Green Street Commercial Property Price Index

https://www.greenstreetadvisors.com/insights/CPPI

In [11]:
cppi_df = pd.read_csv(path_to_market_data + 'CPPI.csv') #, sep='\t')
cppi_df['Date'] = pd.to_datetime(cppi_df['Date'])
cppi_df.columns = ['Date', 'CPPI_All_Property' , 'CPPI_Core_Sector']
print('cppi_df:', np.min(cppi_df['Date']), np.max(cppi_df['Date']))
cppi_df.tail()
cppi_df: 1997-12-01 00:00:00 2019-08-01 00:00:00
Out[11]:
Date CPPI_All_Property CPPI_Core_Sector
256 2019-04-01 131.9 129.9
257 2019-05-01 132.9 131.1
258 2019-06-01 133.4 132.3
259 2019-07-01 133.4 132.4
260 2019-08-01 133.8 132.7
In [12]:
cppi_df_tmp = cppi_df.copy()
sp500_df_tmp = sp500_df.copy()

cut_off_date = '2007-01-01'
cppi_df_tmp = cppi_df_tmp[cppi_df_tmp['Date'] >= cut_off_date]
sp500_df_tmp = sp500_df_tmp[sp500_df_tmp['Date'] >= cut_off_date]

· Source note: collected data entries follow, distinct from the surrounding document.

PR #10485, opened 2020-09-29
Redis namespace (for Redis multitenancy)

benhalpern:

- [ ] Refactor
- [x] Feature
- [ ] Bug Fix
- [ ] Optimization
- [ ] Documentation Update

## Description

This pull request adds the ability to namespace redis keys, which is a native option built into all of our Redis configuration.

This means, hypothetically, the system could allow many Forem instances to use the same Redis keys, possibly simplifying orchestration in some scenarios and/or cost savings and performance improvements.

As far as I can tell, functionality when namespaces exist will automatically account for them in almost all cases. There are some commands which do not apply 1:1 described in the [redis-namespaced gem](https://github.com/resque/redis-namespace) but I don't think any of this will be an issue for us, as users of our multitenant environment cannot directly run commands, we'll always be able to account for these things.

The Redis data model is simple such that multi-tenancy here seems more straightforward than Postgresql where there would be _much more_ to consider in terms of pros and cons. This functionality allows us to take the most effective approach for the big picture of Redis cloud hosting.

**🚨 `SKIP_REDIS_NAMESPACE` should be set to `true` for DEV so that namespaces are not applied because we do not want to invalidate all keys and cause deployment issues. All other Forems should probably be fine with at current traffic levels.**


mstruve (commented):
Pulled this down to test and the app crashes looks like we need the namespace gem to make it work
```
ERROR: Your Redis configuration uses the namespace 'dev_local' but the redis-namespace gem is not included in the Gemfile.Add the gem to your Gemfile to continue using a namespace. Otherwise, remove the namespace parameter.
```

benhalpern:
@mstruve I added the gem and tested a little locally as far as I could tell, but I don't know if I fully understand how to reproduce that. Let me know if things look good on your machine or if we could add some tests.

Gemfile
```diff
@@ -81,6 +81,7 @@ gem "ransack", "~> 2.3" # Searching and sorting
 gem "recaptcha", "~> 5.5", require: "recaptcha/rails" # Helpers for the reCAPTCHA API
 gem "redcarpet", "~> 3.5" # A fast, safe and extensible Markdown to (X)HTML parser
 gem "redis", "~> 4.2.2" # Redis ruby client
+gem "redis-namespace", "~> 1.8" # Allows for namespacing in Redis
```
mstruve, line 84: The [blind pass through](https://github.com/resque/redis-namespace#blind-passthrough) issue worries me a little bit that it might cause some collisions between apps.

config/environments/production.rb
```diff
@@ -75,7 +80,7 @@
   redis_url = ENV["REDISCLOUD_URL"]
   redis_url ||= ENV["REDIS_URL"]
   default_expiration = 24.hours.to_i
-  config.cache_store = :redis_cache_store, { url: redis_url, expires_in: default_expiration }
+  config.cache_store = :redis_cache_store, { namespace: ENV["REDIS_NAMESPACE"], url: redis_url, expires_in: default_expiration }
```
mstruve, line 83: For testing purposes, I think we need to have this also set in our development environment for our Redis setup to keep it as consistent as possible.

config/initializers/sidekiq.rb
```diff
@@ -38,7 +38,7 @@ def not_past_scheduled_time?(current_time)
   sidekiq_url = ApplicationConfig["REDIS_SIDEKIQ_URL"] || ApplicationConfig["REDIS_URL"]
   # On Heroku this configuration is overridden and Sidekiq will point at the redis
   # instance given by the ENV variable REDIS_PROVIDER
-  config.redis = { url: sidekiq_url }
+  config.redis = { url: sidekiq_url, namespace: ENV["REDIS_NAMESPACE"] }
```
mstruve, line 41: I am seeing the namespace on most of our Rails traffic but I am not seeing it for some of our Sidekiq keys and in consequence Sidekiq is not working. Below are a couple of examples. 
```
 "dev_local:views/articles/_full_comment_area:de39d75373c05859b3e87229f9867dcf/whole-comment-area-8-2020-09-18 00:09:23 UTC-true",
 "cron_job:send_email_digest:enqueued",
 "cron_job:sitemap_refresh:enqueued",
 "dev_local:stat:failed",
 "queues",
 "cron_job:award_sixteen_week_streak_badge:enqueued",
 "uniquejobs:bfd4f2184500998cceb6328c5dbe617a:GRABBED",
 "cron_jobs",
 "uniquejobs:cdef8e603a2ce66c9c194fefa72687e5:EXISTS",
```

config/initializers/session_store.rb
```diff
@@ -20,4 +20,5 @@
                                        signed: true,
                                        secure: ApplicationConfig["FORCE_SSL_IN_RAILS"] == "true",
                                        same_site: :lax,
-                                       httponly: true
+                                       httponly: true,
+                                       namespace: ENV["REDIS_NAMESPACE"]
```
mstruve, line 24: I'm also not sure if this is working since I can see my session Redis key locally and it does not have a namespace.

mstruve (changes requested):
Does not appear to be working with Sidekiq or sessions locally from my testing. We should definitely get the prod setup into the development.rb file so it's easy to replicate locally.

mstruve:
Was just catching up on the forem.team thread for this, what is the reason we decided to go with namespacing rather than using Redis databases per @citizen428's suggestion? I agree that I think databases(which I have also used in the past successfully) would be a tad more robust than namespacing.

Gemfile
citizen428: I've used this gem in production before, and I'm not a big fan. We had lots of problems with things that aren't namespace aware, e.g. this as mentioned in the documentation:

> The effects of some redis commands cannot be limited to a particular namespace (e.g., `FLUSHALL`, which literally truncates all databases in your redis server, regardless of keyspace). 

This e.g. caused us to lose all background jobs once when we wanted to evict all keys from a specific cache. So the way to do this correctly is first looking for the correct keys yourself (with something like `KEYS  <namespace>-*`, then iterating over them and deleting them. This is an O(n) operation and was very slow for our use case (a heavily used cache with periodic full eviction).

citizen428:
> which is a native option built into all of our Redis configuration

I don't necessarily agree with this assessment. It's a quite clever hack that sits on top of Redis and gives you the illusion of namespaces, but they don't exist as an actual concept inside the data store.

Gemfile
rhymes: > The blind pass through issue worries me a little bit that it might cause some collisions between apps.

As Redis keeps improving each version, this might be a problem which would lock us on a specific version of Redis. Now we're only constrained by which versions the cloud providers support

I'm also quite frightened by:

> Redis::Namespace provides a namespaced interface to Redis by keeping an internal registry of the method signatures in Redis provided by the redis-rb gem; we keep track of which arguments need the namespace added, and which return values need the namespace removed.

It honestly feels like a tool useful to people that have small apps and want to separate different parts of it inside Redis without namespacing it themselves

config/initializers/session_store.rb
rhymes: Not sure why but I also noticed this https://github.com/redis-store/redis-store/issues/339 - not all commands are namespaces, same issue redis-namespace has

config/initializers/sidekiq.rb
rhymes: This is probably because we'd have to configure both the client and the server connections, here we're only configuring the server, not the client https://dev.to/rbglod/redis-namespace-when-one-sidekiq-process-is-not-enough-39am

rhymes (commented):
I second @mstruve, @citizen428 and @jdoss sentiment of skepticism about using this gem to segment different apps on the same Redis instance. I think we should explore something like multiple DBs while keeping in mind that we might eventually want to configure a transient caching Redis differently than a persistent storage Redis or a Redis with sessions or queues. 

A possibility could be to have, for example, different types of Redis servers:

1 - redis-cache-1 which contains 16 (I think the max is 16 Redis DBs) caches of 16 forems
2 - redis-queue-1 which contains 16 sidekiq queues of 16 forems 
3 - redis-sessions-1 ...

All of these can be configured indipendently with different eviction policies and storage allocation policies (I'd imagine redis cache being bigger than redis sessions, so that divided by 16 similar Forems would allow us to understand how much to allocate per each copy of "Redis cache N").

This way we don't namespace, we just point each app to redis-cache-1, redis-sessions-1 and redis-queue-1 each with a different DB number, when those are filled, we start a a new set of redis servers redis-cache-2 and so on and keep going.

Thoughts?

fig, ax = plt.subplots(figsize=(16, 8))
plt.plot(cppi_df_tmp['Date'], cppi_df_tmp['CPPI_All_Property'], label='CPPI_All_Property', color='blue')
plt.legend(loc='lower right')
plt.title('CPPI_All_Property & SP500 - ' + str(np.max(cppi_df_tmp['Date']))[0:10])
plt.grid()

# Get second axis
ax2 = ax.twinx()
plt.plot(sp500_df_tmp['Date'],  sp500_df_tmp['SP500_Close'], label='SP500_Close',color='black')
plt.legend(loc='upper left')
plt.show()

Show Notes

(pardon typos and formatting -
these are the notes I use to make the videos)

Let's get a handle on business sentiment by looking at the PMI, BCI, CPPI and, of course, the SPY, DOW, and Russel 2000. I'll show you where to get the data and run some simple charts to get a feel of what is going on.